● Your objective
Exactly as they appear, set down all the lines of the material.

▼

PR #541, opened 2025-11-07
Better type checking.

### LINKED ISSUE #516: Validation issue
- Student name (First name and Last name) accepts any char as input.
- The student grade accepts '0'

▲

● Solution for this exercise
PR #541, opened 2025-11-07
Better type checking.

### LINKED ISSUE #516: Validation issue
- Student name (First name and Last name) accepts any char as input.
- The student grade accepts '0'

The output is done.